Civic Update

9 February 2018

Our new address is:
Civic Voice, The Coffin Works, 13-15 Fleet Street, Jewellery Quarter, Birmingham, B3 1JP.
Tel.: 0121 792 8177
Please update your records.


As we get closer to March 2018 and the anticipated release of a revised National Planning Policy Framework (NPPF), we can expect to be subjected to plenty of rumours and pre-publication announcements in order to remind everyone that the Government is taking the housing crisis seriously. Indeed it has already started with new Housing Minister, Dominic Raab MP spending the past weekend speaking to the media. The key question will be whether any of the changes to the NPPF are actually going to make a fundamental difference in solving the problem, or whether they just serve a purpose in making it known that the Government recognises that there is one? Will it be more tinkering around the edge?

Civic Voice believes in the importance of the planning system. It combines vision with necessary regulation and plays a critical role in positively managing development, which protects and improves the quality and prosperity of places. We believe a revised NPPF needs to be strengthened and supported through improved opportunities for public engagement and that whatever changes are recommended, another major issue is that the planning system needs effective resources, particularly at local authority level, to produce timely plans with quality of place at their heart.

We look forward to hearing the views of Civic Voice members on what changes you think are needed to the National Planning Policy Framework. Over the next 2 months we will be arranging a series of member only debates to help shape our response, as we work best when what we do is informed by our members’ practical experience and local knowledge. In the meantime, do share any initial thoughts you have with us at:


Member profile - new Civic Voice member, The Ashton Society

Picture: Ashton Society logo

The Ashton Society, this week, became Civic Voice's newest and youngest member, forming as a civic society earlier this year. The society aims to bring people who care about Ashton Village and Ashton Wold in East Northamptonshire together.

Thanks to the singular vision of Charles Rothschild (details of his life here) who redesigned Ashton as a model estate village in 1900, Ashton is a unique setting. Over the past few years the area has transitioned from ownership by one family to individual home and land owners, allowing many more people to have a vision for the village.

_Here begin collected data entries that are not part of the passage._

PR #1472, opened 2021-05-22
Move finality signatures to separate event stream

### LINKED ISSUE #1452: Move finality signatures to a separate event stream

Fraser999:
This PR splits the SSE event stream into two discrete streams.  One stream emits only `FinalitySignature`s, the other emits all remaining event types.

The URL for the former is now `<IP:Port>/events/sigs` and the latter `<IP:Port>/events/main`.  The previous URL will now return a 404 with a body of `invalid path: expected 'events/main' or 'events/sigs'`.

The events continue to be indexed globally rather than per stream.  So for example, the main stream could yield event IDs of 1, 2, 4, 6.  In this case events 3 and 5 are `FinalitySignature`s filtered out of the main stream.  This allows consumers of both streams to interleave the events if desired, to recreate the original ordering.

Tagging @sacherjj @TomVasile @momipsl to draw attention to the changed URL path.

Closes #1452.

### DIFF
--- a/node/src/components/event_stream_server/sse_server.rs
+++ b/node/src/components/event_stream_server/sse_server.rs
@@ -2,6 +2,10 @@
 
 use datasize::DataSize;
 use futures::{Stream, StreamExt};
+use http::status::StatusCode;
+use hyper::Body;
+#[cfg(test)]
+use rand::Rng;
 use serde::{Deserialize, Serialize};
 use tokio::sync::{
     broadcast::{self, error::RecvError},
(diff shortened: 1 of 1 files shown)


sacherjj:
@Fraser999 is this landing with 1.3 or 1.4?

darthsiroftardis (approved):
LGTM!

Fraser999:
@sacherjj I don't think there's a rush for this?  I'd suggest 1.4 personally.

Fraser999:
bors merge

Issue #1479, opened 2021-05-24
Create test plan for bandwidth limiting


marc-casperlabs:
We need a plan that describes how to exercise the new bandwidth limiting feature, taking into account the specs of our testing nodes.

The core issue here is to find the minimum amount of data and nodes that need to be active to actually overload the network, as this will likely stretch our testing capabilities. An alternative is to artificially shrink nodes to get the same effect.

PR #1494, opened 2021-05-26
Improve bandwidth limiting testing and edge cases

marc-casperlabs:
Contains a few minor fixes that are most prominent in testing:

* Disables bandwidth limiting when there is no information about validators at all. This can, for example, be triggered by setting absurdly low bandwidth limits and then starting a new network from genesis, stalling immediately.
* Respect existing known era IDs that are available. This is, due to the fix above, only a minor improvement, causing us to not having to wait until the next switch block.
* Log changes in known validator sets. This makes it possible to inspect traffic shaping behavior at all.

Changes in preparation to #1479.


fizyk20 (approved):
Looks OK to me :+1:

PR #1741, opened 2021-07-21
Move to stable rust for all but casper-contract and smart contracts

### LINKED ISSUE #1706: Move majority of Rust code to stable Rust
This will pave the way for allowing better organisation of the dependencies between our crates, with an emphasis on splitting data shared between the client and node into the `casper-types` crate.

Fraser999:
The main thrust of this PR is to allow the majority of the codebase to be compiled and tested using stable Rust.

The `casper-contract` crate and all smart contracts still require to be built using nightly, since they require nightly features relating to alloc error handlers due to the `no_std` environment.

The smart contracts have almost all had their `std` feature removed as it was at odds with the unconditional `#![no_std]` in each, and was never enabled.  The ones which have retained the `std` feature all provide lib targets which are consumed by other crates requiring this feature.

There was a single benchmark test in casper-node which has been commented out in order to allow the removal of the `#![feature(test)]`.  This test will be ticketed for re-inclusion using criterion to avoid the need for nightly Rust.

The Makefile has been updated to accommodate these changes and the total number of tests being executed by `make check-rs` has remained effectively consistent (we currently run one extraneous test in casper-types when `std` is not explicitly enabled - this is rectified in this PR).  We currently omit building many of the crates' doc targets, and this too has been rectified.

The drone file has been updated to make more use of the Makefile, ensuring less disparity between what devs run and what CI runs, and reducing duplication (e.g. of `--ignore RUSTSEC-xxx`).  CI will also now build docs for all published crates and fail on any warnings.

Finally, regarding performance, the following table provides a comparison between current `dev` and the code in this PR:

| | dev | This PR |
| --- | --- | --- |
| Time to run `make clean && make check-rs` in Debug mode | 14m36.643s | 13m6.501s |
| Time to rerun `make check-rs` in Debug mode | 6m53.304s | 6m43.968s |
| Disk usage after Debug run | 18,476,280 bytes | 11,480,920 bytes |
| Time to run `make clean && make check-rs` in Release mode | 25m26.351s | 28m22.404s |
| Time to rerun `make check-rs` in Release mode | 6m3.701s | 3m37.964s |
| Disk usage after Release run | 8,517,968 bytes | 7,559,520 bytes |

Closes #1706.


execution_engine/src/shared/newtypes/blake2b256.rs
```diff
@@ -32,7 +32,7 @@ impl Blake2bHash {
     }
 
     /// Converts the underlying BLAKE2b hash digest array to a `Vec`
-    pub fn to_vec(&self) -> Vec<u8> {
```
mpapierski, line 35: Wouldn't that become `into_vec`?

node/src/crypto/hash.rs
```diff
@@ -56,12 +56,12 @@ impl Digest {
     pub const LENGTH: usize = 32;
 
     /// Returns a copy of the wrapped `u8` array.
-    pub fn to_array(&self) -> [u8; Digest::LENGTH] {
+    pub fn to_array(self) -> [u8; Digest::LENGTH] {
```
mpapierski, line 59: `into_`, no?

smart_contracts/contract/src/no_std_handlers.rs
```diff
@@ -1,25 +1,20 @@
...
 
 /// A panic handler for use in a `no_std` environment which simply aborts the process.
 #[panic_handler]
 #[no_mangle]
-pub fn panic(_info: &::core::panic::PanicInfo) -> ! {
+pub fn panic(_info: &core::panic::PanicInfo) -> ! {
     #[cfg(feature = "test-support")]
-    runtime::print(&format!("Panic: {}", _info));
-    ::core::intrinsics::abort();
+    crate::contract_api::runtime::print(&alloc::format!("Panic: {}", _info));
```
mpapierski: As we discussed offline - with an improved Makefile `build-contracts-rs` we have to remove this line as we've observed negative performance hit on transaction benchmarks by 20% on average

mpapierski (approved):
👍

nilz3ro (approved):

Fraser999:
bors merge

PR #1751, opened 2021-07-21
Wrap deploy-accepted event stream event

### LINKED ISSUE #1743: Wrap deploy accepted event in SSE in DeployAccepted
We should change the deploy accepted event emitted by the SSE server from the contents of a deploy to one wrapped in a newtype named `DeployAccepted` so this stream is consistent with the others, which will simplify things for consumers of the streams.

Fraser999:
This PR changes how an accepted deploy is represented in JSON on the event stream.  Previously, only the contents of the deploy were output.  This now wraps the contents in a `DeployAccepted` type, making it consistent with the style of other SSEs.

Closes #1743.

### DIFF
--- a/node/src/components/event_stream_server/sse_server.rs
+++ b/node/src/components/event_stream_server/sse_server.rs
@@ -205,6 +205,12 @@ impl SseData {
     }
 }
 
+#[derive(Serialize)]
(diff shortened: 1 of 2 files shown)


darthsiroftardis (approved):

Fraser999:
bors merge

In 2016, some of these new stakeholders began to contact former villagers as well as charities with a connection to the pioneering conservation work of Charles and Miriam Rothschild with an aim of keeping the stories of Ashton alive, celebrating our past and getting involved in future plans for the village.

Out of this, in 2017, The Ashton Society held a village talk (see here), contributed to a Parish Day and represented Ashton in the World Conker Championships (see here). Individuals also got involved in the consultation process of a conservation appraisal for Ashton Parish. Many of their suggested amendments were included in the final document adopted by East Northamptonshire Council which also saw Ashton Wold (more information here) become a second conservation area in addition to Ashton Village.

In 2018, supporters decided to formally establish The Ashton Society as a member-run civic group. Membership is now open to everyone who shares our aims. You can read their constitution here and apply to become a member for just £2.50.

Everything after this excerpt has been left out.